Republican governors rallied to save the Medicaid expansion. "That is a very, very bad idea, because we cannot turn our back on the most vulnerable," Ohio Gov. John Kasich said of the idea of repealing the public health program that expanded to cover millions more low-income Americans under Obamacare.

Meanwhile, Republican legislators such as Reps. Barbara Comstock (R-VA) and Ileana Ros-Lehtinen (R-FL) refused to support the AHCA because it would have left too many of their constituents without coverage.

People who weren’t even signed up for Obamacare turned out at raucous town hall meetings, suddenly ready to defend a law that has never been very popular.

Repealing social safety net programs is incredibly difficult, as the work of political scientist Paul Pierson has documented. He has found that politicians who run on promises of scaling back the welfare state can rarely deliver. Welfare programs, once implemented, quickly develop a constituency among those covered.

For a while, Obamacare seemed to be the exception to this rule. Because it was passed on a party-line vote, Republicans initially seemed to be okay with rolling back the health law’s coverage line. They were free to criticize a law that none of their fellow party members had supported.

Even Pierson, when we spoke in January, said the zeal behind Obamacare repeal had him questioning some of his assumptions about safety net programs.

This was right before the inauguration, when Republicans seemed to be moving full steam ahead on their repeal plans. “A lot of the arguments about the welfare state say that you’ll get huge pushback from voters who are really sensitive to things being taken away from them,” Pierson says. “Republican voters seem less sensitive to this than they might have been in the past, partly because policymakers seem to care less about what they think.”

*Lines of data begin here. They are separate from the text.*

Issue #4129, opened 2016-09-13
Message mapper will fail to map inherited message types if they are excluded from scanning


andreasohlund:
If you receive a interface message that has a parent and the received message is excluded it will fail if the child message is loaded into the appdomain.

Below is the code to repro this:
<details>

```
namespace NServiceBus.AcceptanceTests.Serialization
{
    using System.Threading.Tasks;
    using AcceptanceTesting;
    using EndpointTemplates;
    using NUnit.Framework;

    public class When_receiving_interface_message_where_child_is_excluded : NServiceBusAcceptanceTest
    {
        [Test]
        public async Task Should_process_base_message()
        {
            var context = await Scenario.Define<Context>()
                .WithEndpoint<Sender>(e => e.When(session => session.Send<ISomeMessage>(m => { })))
                .WithEndpoint<Receiver>()
                .Done(c => c.MessageReceived)
                .Run();

            Assert.True(context.MessageReceived);
        }

        class Context : ScenarioContext
        {
            public bool MessageReceived { get; set; }
        }

        class Sender : EndpointConfigurationBuilder
        {
            public Sender()
            {
                EndpointSetup<DefaultServer>(c =>
                {
                    c.UseSerialization<JsonSerializer>();
                }//only reproduces on json
                )
                .AddMapping<ISomeMessage>(typeof(Receiver));
            }
        }


        class Receiver : EndpointConfigurationBuilder
        {
            public Receiver()
            {
                EndpointSetup<DefaultServer>(c =>
                {
                    c.UseSerialization<JsonSerializer>(); //only reproduces on json
                })
                .ExcludeType<ISomeMessage>();
            }

            class MessageHandler : IHandleMessages<ISomeBaseMessage>
            {
                public MessageHandler(Context testContext)
                {
                    this.testContext = testContext;
                }

                public Task Handle(ISomeBaseMessage message, IMessageHandlerContext context)
                {
                    testContext.MessageReceived = true;

                    return Task.FromResult(0);
                }

                Context testContext;
            }
        }

        public interface ISomeMessage : ISomeBaseMessage
        {
        }

        public interface ISomeBaseMessage : IMessage
        {
        }
    }
}
```

</details>

The fix is to enable the mapper to lazy initialize types requested but not found during scanning.

andreasohlund:
Duplicate of https://github.com/Particular/NServiceBus/issues/4567

PR #4576, opened 2017-03-24
[WIP] Assembly scanner incorrectly excludes unobtrusive message

### LINKED ISSUE #4452: JSON Serializer can't handle messages with multiple inheritance

### LINKED ISSUE #4567: Interface based message inheritance, conventions and json serializer does not play well together
### Problem
The combination of 

3) JsonSerializer 

does not work correctly. :(

### Repro

### Code highlights
```
namespace Event
{
    public interface IBaseEvent
    {
        Guid Id { get; set; }
    }

    {
    }
}
```
```
```

```
{
    {
        return Task.CompletedTask;
    }
}
```

```
..
```

andreasohlund:
If the messages live in a assembly that doesn't reference the core and the endpoint doesn't have a handler for the message the type won't be included.

This causes issues for inherited message since if you have a handler for a base you will receive the inheriting message and that will cause serializers other than XML to go up in smoke. (xml can dynamically load message types found in the appdomain).

I think we should fix the scanner to include all message types?

Closes #4567 

Most likely fixes #4452

### DIFF
--- a/src/NServiceBus.Core.Tests/AssemblyScanner/AssemblyScannerTests.cs
+++ b/src/NServiceBus.Core.Tests/AssemblyScanner/AssemblyScannerTests.cs
@@ -5,6 +5,7 @@
     using System.Collections.Generic;
     using System.Diagnostics;
     using System.IO;
+    using System.Linq;
     using System.Reflection;
     using System.Text;
     using System.Threading;
@@ -226,10 +227,51 @@
             Assert.IsTrue(result.Assemblies.Contains(busAssembly));
         }
 
+        [Test, RunInApplicationDomain]
+        public void Include_child_type_even_if_only_handler_for_base_exists()
+        {
+            var messages =
+@"
+public interface IBaseEvent
+{
+}
+
+public interface IInheritedEvent : IBaseEvent
+{
+}
+";
+
+            var handler =
+@"
+using NServiceBus;
+using System.Threading.Tasks;
+
+class InterfaceMessageHandler : IHandleMessages<IBaseEvent>
+{
+    public Task Handle(IBaseEvent message, IMessageHandlerContext context)
+    {
+        return Task.FromResult(0);
+    }
+}
+";
+
+            var messagesAsm = new DynamicAssembly("Fake.Messages", content: messages);
+            Assembly.LoadFrom(messagesAsm.FilePath);
+
+            var handlerAsm = new DynamicAssembly("Fake.Handler", new[] { messagesAsm }, content: handler, referenceTheCore: true);
+            Assembly.LoadFrom(handlerAsm.FilePath);
+
+            var scanner = new AssemblyScanner(DynamicAssembly.TestAssemblyDirectory);
+
+            var result = scanner.GetScannableAssemblies();
+
+            Assert.True(result.Types.Any(t => t.Name == "IInheritedEvent"));
+        }
+
         [DebuggerDisplay("Name = {Name}, DynamicName = {DynamicName}, Namespace = {Namespace}, FileName = {FileName}")]
         class DynamicAssembly
         {
-            public DynamicAssembly(string nameWithoutExtension, DynamicAssembly[] references = null, Version version = null, bool fakeIdentity = false)
+            public DynamicAssembly(string nameWithoutExtension, DynamicAssembly[] references = null, Version version = null, bool fakeIdentity = false, string content = null, bool referenceTheCore = false)
             {
                 if (version == null)
                 {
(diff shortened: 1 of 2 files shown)


andreasohlund:
@Particular/nservicebus-maintainers / @danielmarbach I just hacked the scanner to include types from the assembly that is on the same inheritance hierarchy and that fixes the issue. What do you think about this approach?

src/NServiceBus.Core.Tests/AssemblyScanner/AssemblyScannerTests.cs
```diff
@@ -268,12 +310,30 @@ public DynamicAssembly(string nameWithoutExtension, DynamicAssembly[] references
                     param.ReferencedAssemblies.Add(reference.FilePath);
                 }
 
-                builder.AppendLine("public class Foo { public Foo() {");
-                foreach (var reference in references)
+                if (referenceTheCore)
```
timbussmann: I think I see why you're adding this, but it kinda contradicts with the `scanner.CoreAssemblyName` property which is used on other tests?

timbussmann:
> I think we should fix the scanner to include all message types?

👍 as other serializers would run into the same issues otherwise

src/NServiceBus.Core.Tests/AssemblyScanner/AssemblyScannerTests.cs
danielmarbach: Not really @timbussmann The core assembly name is here to mimic scenarios where we only introduce things that reference the assembly with that name. We need this hack to also test multiple versions of fake core. The valid use case @andreasohlund and I introduced here is that we essentially allow referencing the latest real core

src/NServiceBus.Core/Hosting/Helpers/AssemblyScanner.cs
```diff
@@ -111,10 +111,12 @@ static List<Type> GetHandlerMessageTypes(List<Type> list)
                     {
                         var messageType = @interface.GetGenericArguments()[0];
                         foundMessageTypes.Add(messageType);
+
+                        foundMessageTypes.AddRange(messageType.Assembly.GetTypes().Where(t=> messageType.IsAssignableFrom(t)));
                     }
                 }
             }
-            return foundMessageTypes;
+            return foundMessageTypes.Distinct().ToList();
```
danielmarbach: Use a `HashSet<Type>`

src/NServiceBus.Core/Hosting/Helpers/AssemblyScanner.cs
```diff
@@ -111,10 +111,12 @@ static List<Type> GetHandlerMessageTypes(List<Type> list)
                     {
                         var messageType = @interface.GetGenericArguments()[0];
                         foundMessageTypes.Add(messageType);
+
+                        foundMessageTypes.AddRange(messageType.Assembly.GetTypes().Where(t=> messageType.IsAssignableFrom(t)));
```
danielmarbach: this has serious impact on the startup time @andreasohlund and honestly doesn't make much sense because the inherited type could be in another assembly as well. Why don't you just get the base types and implemented interfaces?

andreasohlund: It was just a hack :) 

Regarding base type, in this case it the base type we find so we need to go in the other direction? (types inheriting from the type found). What's the best way to do that?

andreasohlund: Stackoverflow doesn't come up with anything better :( http://stackoverflow.com/questions/1268397/how-to-find-all-the-types-in-an-assembly-that-inherit-from-a-specific-type-c-sha

And yea, if that type is in yet another assembly we're screwed again

danielmarbach: How about we do the following (just an idea, haven't fully thought it through):

Currently the scanner ignores all assembly that don't reference NServiceBus directly. We could introduce an internal mode that allows us to bypass this and then do two passes.

Go through the assemblies and ignore everything that doesn't reference NSB.
Get the message types that are explicitly handled
Pass those assemblies into the scanner again and disable the "ignore not reference NSB mode"

But unfortunately this would also have severe impact on perf

andreasohlund: I like it, we would also only need the second pass if we find a message that isn't assignable to `IMessage` so users with the default conventions wouldn't be affected

danielmarbach:
Yes. You need to make sure though that the second pass doesn't use the
already scanned list from previous run. I think it is valid to assume
message assemblies should be quick to scan because the tend to have few
references

Andreas Öhlund <notifications@github.com> schrieb am Fr. 24. März 2017 um
17:31:

timbussmann:
> Currently the scanner ignores all assembly that don't reference NServiceBus directly. We could introduce an internal mode that allows us to bypass this and then do two passes.

On the sync with @bording and @dbelcham we came to a very similar thought. Essentially it might be worth considering to include all assemblies in the scanning process in case custom conventions are defined. This way we could at least minimize impact on users which don't use conventions.

In general, the idea of trying to identify inherited messages based on a message handler just seems like not a very good idea, as it's basically impossible to efficiently walk down an inheritance chain.
What about handling this scenario based on the enclosed message type header? The enclosed message type should allow us to walk up the inheritance and initialize all identified messages if necessary on the fly?

andreasohlund:
Seems like this might fix https://github.com/Particular/NServiceBus/issues/4129 as well

andreasohlund:
>Essentially it might be worth considering to include all assemblies in the scanning process in case custom conventions are defined. This way we could at least minimize impact on users which don't use conventions.

👍 

>What about handling this scenario based on the enclosed message type header? The enclosed message type should allow us to walk up the inheritance and initialize all identified messages if necessary on the fly?

While it might fix this specific bug I'm 👎 as long as we support assembly scanning I think we need to make sure that we do it properly.

Imagine other features/future features that might rely on all the actual messages available to actually show up in the message registry. Eg. some kind of SC plugin that reports known message types back to SC.

danielmarbach:
Currently much of the code we have is built around the assumptions that handles messages get included again and by default we only scan assemblied that directly reference core. From that perspective I'd go for the safe approach and do a second pass with cleaned skiplist on the assemblies and references of the handled message types with disabled "must ref core" policy. We know scanning is brittle and this minimizes the area of failure

andreasohlund:
Replaced by https://github.com/Particular/NServiceBus/pull/4584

But Pierson’s original theories — that the welfare state is sticky and hard to turn back — ultimately proved to be true. Republican legislators became quite sensitive to the idea of taking away benefits from their constituents as they saw them turn up in droves to town hall meetings. Seven years after Obamacare’s passage, the law’s coverage programs are simply what Americans expect from the welfare state.

My colleague Dylan Matthews caught up with Pierson a few weeks ago, and he’d had a change of heart. His original theories had been proven quite right. Here is how he described it:

There is an important dynamic where for years and years and years, Republicans could vote against the Affordable Care Act and loudly declare they were voting against the Affordable Care Act, knowing that this was all theater, that it wasn’t a real vote.

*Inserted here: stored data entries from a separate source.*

PR #4577, opened 2017-03-27
use fullname on saga message mapping exception

SimonCropp:
use fullname when "member type on the message and the saga property must match

### DIFF
--- a/src/NServiceBus.Core/Sagas/SagaMetadata.cs
+++ b/src/NServiceBus.Core/Sagas/SagaMetadata.cs
@@ -405,15 +405,11 @@ Sagas must have at least one message that is allowed to start the saga. Add at l
 
                 var propertyInfo = memberExpr.Member as PropertyInfo;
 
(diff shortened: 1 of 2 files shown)


src/NServiceBus.Core/Sagas/SagaMetadata.cs
```diff
@@ -405,15 +405,11 @@ static void ValidateMapping<TMessage>(Expression<Func<TMessage, object>> message
 
                 var propertyInfo = memberExpr.Member as PropertyInfo;
 
-                const string message = "When mapping a message to a saga, the member type on the message and the saga property must match. {0}.{1} is of type {2} and {3}.{4} is of type {5}.";
```
timbussmann: this is still used here: https://github.com/Particular/NServiceBus/pull/4577/files#diff-57e1a3a6d5d49724fe7b19df6ad11062R424

timbussmann:
discussed with @bording to not switch from `InvalidOperationException` to `Exception` as this would be a breaking change although `Exception` would indeed make more sense. /cc @SimonCropp

PR #4579, opened 2017-03-28
rename MessageContext param back to "context" and fix obsolete

SimonCropp:
reverts breaking change introduced here
https://github.com/Particular/NServiceBus/commit/dc1ad7358735bd1b80520929bcbb65e8094ce67d


danielmarbach:
We should have caught this in the discussion. It is clearly a breaking change like @simoncropp outlined. See also https://github.com/dotnet/corefx/blob/master/Documentation/coding-guidelines/breaking-change-rules.md#source-and-binary-compatibility-changes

It was an easy win for them given the districts they represented and the way in which the Affordable Care Act had been portrayed to their most important political audiences.

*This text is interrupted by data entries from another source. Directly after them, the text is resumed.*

PR #4584, opened 2017-03-29
[WIP]Full scan when conventions are in use

### LINKED ISSUE #4452: JSON Serializer can't handle messages with multiple inheritance

### LINKED ISSUE #4567: Interface based message inheritance, conventions and json serializer does not play well together

andreasohlund:
Alternative to https://github.com/Particular/NServiceBus/pull/4576/ where we tell the scanner to disable its optimization where only assemblies referencing NServiceBus would be considered if the user have specified a custom message convention.

Closes #4567

Most likely fixes #4452

### DIFF
--- a/src/NServiceBus.Core.Tests/AssemblyScanner/AssemblyScannerTests.cs
+++ b/src/NServiceBus.Core.Tests/AssemblyScanner/AssemblyScannerTests.cs
@@ -5,6 +5,7 @@
     using System.Collections.Generic;
     using System.Diagnostics;
     using System.IO;
+    using System.Linq;
     using System.Reflection;
     using System.Text;
     using System.Threading;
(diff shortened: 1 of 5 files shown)


andreasohlund:
@Particular/nservicebus-maintainers @danielmarbach thoughts?

This way only users with conventions pay the increased startup time price

timbussmann:
> Talking to @danielmarbach we think its to dangerous to always include non core reffing assemblies for unobtrusive users.

can you provide some more details on that statement?

andreasohlund:
can you provide some more details on that statement?

>This way we can educate them of the dangers of doing the full scan:

>Increased startup time
>More type loading exceptions
>New types included that might interfere

timbussmann:
> Increased startup time

as far as I remember from daniels tests, the scanning doesn't really take a noticeable amount of time during startup

> More type loading exceptions

does `Assembly.Load` really throw more exceptions than `Assembly.ReflectionOnlyLoad` (which we do any way)?

> New types included that might interfere

I can't come up with a scenario where this would really be an issue?

I don't like the `ScanAssembliesNotReferencingNServiceBusAsWell()` API. It would require quite an advanced knowledge of potentially affected users to be aware to configure this setting.

andreasohlund:
@danielmarbach I'm about to close this PR, is it worth keeping the changes to the dynamic assembly stuff you think?

danielmarbach:
I think it is a good addition to keep

andreasohlund:
Ok, I'll pull that stuff out to a `Ignored` test that show how the scanner can miss some message types and raise a corresponding issue

andreasohlund:
Replaced by https://github.com/Particular/NServiceBus/pull/4635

Now the day after the election, you’ve got to think about actually doing it. The more time that goes by, Obama’s not there anymore, the more this other kind of logic — which is, yes, you’re taking away valuable benefits from very large numbers of people, including large numbers of people in your district. So that’s the first factor that I think has made things more difficult.

It was never clear that Obamacare was part of the social safety net up until the point Republicans threatened to take it away. Public support has always been lukewarm, with voters evenly split between those who say they support Obamacare and those who don’t. About two dozen states have refused to expand Medicaid under the Affordable Care Act, restricting the law’s reach.

But once the ACA was actually threatened, things changed. Obamacare’s popularity went up. More states began fighting to expand Medicaid at the exact moment Republicans wanted to end that program. Obamacare supporters showed up to town halls. They proved that delivering on Obamacare repeal would not be nearly as easy as politicians had expected. It has become a program that millions of Americans rely on — and that makes it awfully difficult to roll back.